SpandrelA framework that turns markdown file trees into governed knowledge graphs — philosophy, spec, and reference implementation

Onboarding

Agent-guided graph setup — five paths matched to user starting materials, templates for common scenarios, and guardrails for execution traps. Onboarding lives in the graph itself so agents consume it via MCP during the session that builds the graph.

Onboarding

Building a Spandrel graph is itself a knowledge-authoring exercise — you're creating the structured substrate a Claude Code agent will navigate to make better decisions, produce more consistent work, and cite validated knowledge. This subgraph is the content the repo's ONBOARDING.md script walks through: paths matched to different starting materials, templates for common shapes, concepts for repeat users, and guardrails for the traps that real sessions hit.

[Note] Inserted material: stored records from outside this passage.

Issue #2344, opened 2019-04-06
Spawning vehicle with existing custom particle crashes


CuriousMike56:
- Download [DAF-95XF-4x2-semi-air-suspension.zip](https://github.com/RigsOfRods/rigs-of-rods/files/3050951/DAF-95XF-4x2-semi-air-suspension.zip) and [DAF-95XF-6x4-semi-air-suspension.zip](https://github.com/RigsOfRods/rigs-of-rods/files/3050952/DAF-95XF-6x4-semi-air-suspension.zip)

- Spawn both trucks, doesn't matter in what order

- Game will crash with this error:
![image](https://user-images.githubusercontent.com/46073351/55675305-a21e3600-588e-11e9-98ba-f4af04c34a1d.png)

only-a-ptr:
Until now I didn't have a mod with custom particles, thanks!

tritonas00:
Spawn [PittsSpecial.zip](https://github.com/RigsOfRods/rigs-of-rods/files/3144727/PittsSpecial.zip) twice. Press `g` on both. Particles work only on the one spawned first

```
22:20:29: ItemIdentityException: An object of type 'ParticleSystem' with name 'cparticle-0-PittsSpecial' already exists. in SceneManager::createMovableObject at /home/babis/Downloads/ror-dependencies/Source/ogre/OgreMain/src/OgreSceneManager.cpp (line 3894)
```

only-a-ptr:
Current upstream will just show ingame notification instead of crashing, but the error remains.

tritonas00:
https://github.com/RigsOfRods/rigs-of-rods/issues/2344#issuecomment-489357708 heavily affects multiplayer, only the first spawned actor can use particles (another example 2008 KME predator - use `g` to throw water)

tritonas00:
is now fixed on master

PR #2398, opened 2019-07-27
Fixed custom particle name conflicts between actors

only-a-ptr:
Turns out I already resolved the same issue for 'exhausts', but I didn't for 'particles'. Now I unified the setup for both, always using correct (actor-specific) OGRE resource group.

I'm not sure how to test, though. The [DAF-semi-air](https://github.com/RigsOfRods/rigs-of-rods/issues/2344#issue-430077406) trucks don't use 'particles' keyword, only 'exhausts'. The [PittsSpecial](https://github.com/RigsOfRods/rigs-of-rods/issues/2344#issuecomment-489357708) does use 'particles', but those don't seem to show up when toggled.

### DIFF
--- a/source/main/physics/RigSpawner.cpp
+++ b/source/main/physics/RigSpawner.cpp
@@ -1252,44 +1252,39 @@ void ActorSpawner::ProcessFixedNode(RigDef::Node::Ref node_ref)
 
 void ActorSpawner::ProcessExhaust(RigDef::Exhaust & def)
 {
-    // parse exhausts
     if (m_actor->m_disable_smoke)
     {
         return;
     }
 
-    node_t & ref_node = GetNodeOrThrow(def.reference_node);//id1;
-    node_t & dir_node = GetNodeOrThrow(def.direction_node);//id2;
-
     exhaust_t exhaust;
-    exhaust.emitterNode = ref_node.pos;
-    exhaust.directionNode = dir_node.pos;
+    exhaust.emitterNode   = this->GetNodeIndexOrThrow(def.reference_node);
+    exhaust.directionNode = this->GetNodeIndexOrThrow(def.direction_node);
 
-    Ogre::NameValuePairList params;
-    params["resourceGroup"] = m_custom_resource_group;
-    if (def.particle_name.empty() || def.particle_name == "default")
+    std::string template_name = def.particle_name;
+    if (template_name.empty() || template_name == "default")
     {
-        params["templateName"] = "tracks/Smoke"; // defined in `particles/smoke.particle`
-    }
-    else
-    {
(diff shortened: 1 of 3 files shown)


tritonas00:
>but those don't seem to show up when toggled.

They don't show up with this PR, master works

only-a-ptr:
PittsSpecial works fine now
image

only-a-ptr:
BUMP! The DAFs problem is trickier; it may need to be patched at OGRE level.

@paroj It looks like OGRE disregards resource groups when registering 'particle system templates': https://github.com/OGRECave/ogre/blob/8b4f28a7e61f75dc085d721d8ad56d8fb1dff679/OgreMain/src/OgreParticleSystemManager.cpp#L120. It does make sense, but for us, it causes name clashes in user-made content. What's your opinion?

tritonas00:
@only-a-ptr are you sure there is nothing wrong with https://github.com/RigsOfRods/rigs-of-rods/commit/3c15ab833769d290bc644ea96afb42de3697a92b? Because just once commit before, both DAFs spawn correctly

only-a-ptr:
@tritonas00 I can't test right now, but I'm pretty sure the problem already existed before 3c15ab8, but it didn't cause spawn failure - it only caused the second spawned DAF to use first DAF's 'Smoke.particle'.    I guess I'll just make it work that way for time being.

paroj:
> Apparently OGRE disregards resource groups when registering 'particle system templates': https://github.com/OGRECave/ogre/blob/8b4f28a7e61f75dc085d721d8ad56d8fb1dff679/OgreMain/src/OgreParticleSystemManager.cpp#L120. It does make sense, but for us, it causes name clashes in user-made content. What's your opinion?

urgh.. thats quite ugly. Particle templates should behave as resources, but we cannot break existing code during the 1.12 cycle.
It will take me 1-2 weeks until I can take a closer look at this though..

only-a-ptr:
@tritonas00 I added a workaround - particles with conflicting names are simply skipped, so the second DAF will use first DAF's particles - which hardly matters since it's the same file.

tritonas00:
```
Parsing script 3d_dashblend.overlay


Technical details below: 

ItemIdentityException: Could not find material tracks/dashblend in OverlayElement::setMaterialName at /home/babis/Downloads/ror-dependencies/Source/ogre/Components/Overlay/src/OgreOverlayElement.cpp (line 341
```

when loading terrain

only-a-ptr:
I fixed the GCC complaint (my fault), but the material problem is weird. Try rebuilding resources.

tritonas00:
actually it works fine now, tried both pitts and dafs :+1:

Traverse to see what the onboarding agent proposes:

  • Paths — five entry points matched to the user's starting material (empty, bulk, survey, existing, code)
  • Templates — pre-authored collection skeletons for common scenarios (saas-startup, consulting-agency, code-repo, personal-repo, product-strategy, plus tier-2 sketches)
  • Concepts — cheat sheet of Spandrel primitives for repeat users
  • Guardrails — execution traps that real sessions hit during fan-out
  • Hooks — opt-in mailing-list and feedback contracts

Why onboarding lives in the graph

Onboarding is knowledge about how to build graphs. Keeping it inside the graph it describes means:

  • Agents consume it via MCP during a live session — same interface the graph itself uses
  • It's access-controlled, versioned, and linked into the rest of the documentation like any other subtree
  • Changes show up in the same review flow as changes to the framework's philosophy or content model — no parallel doc system

The ONBOARDING.md file at the repo root is the only piece that can't live in the graph, because it has to be readable before the graph compiles.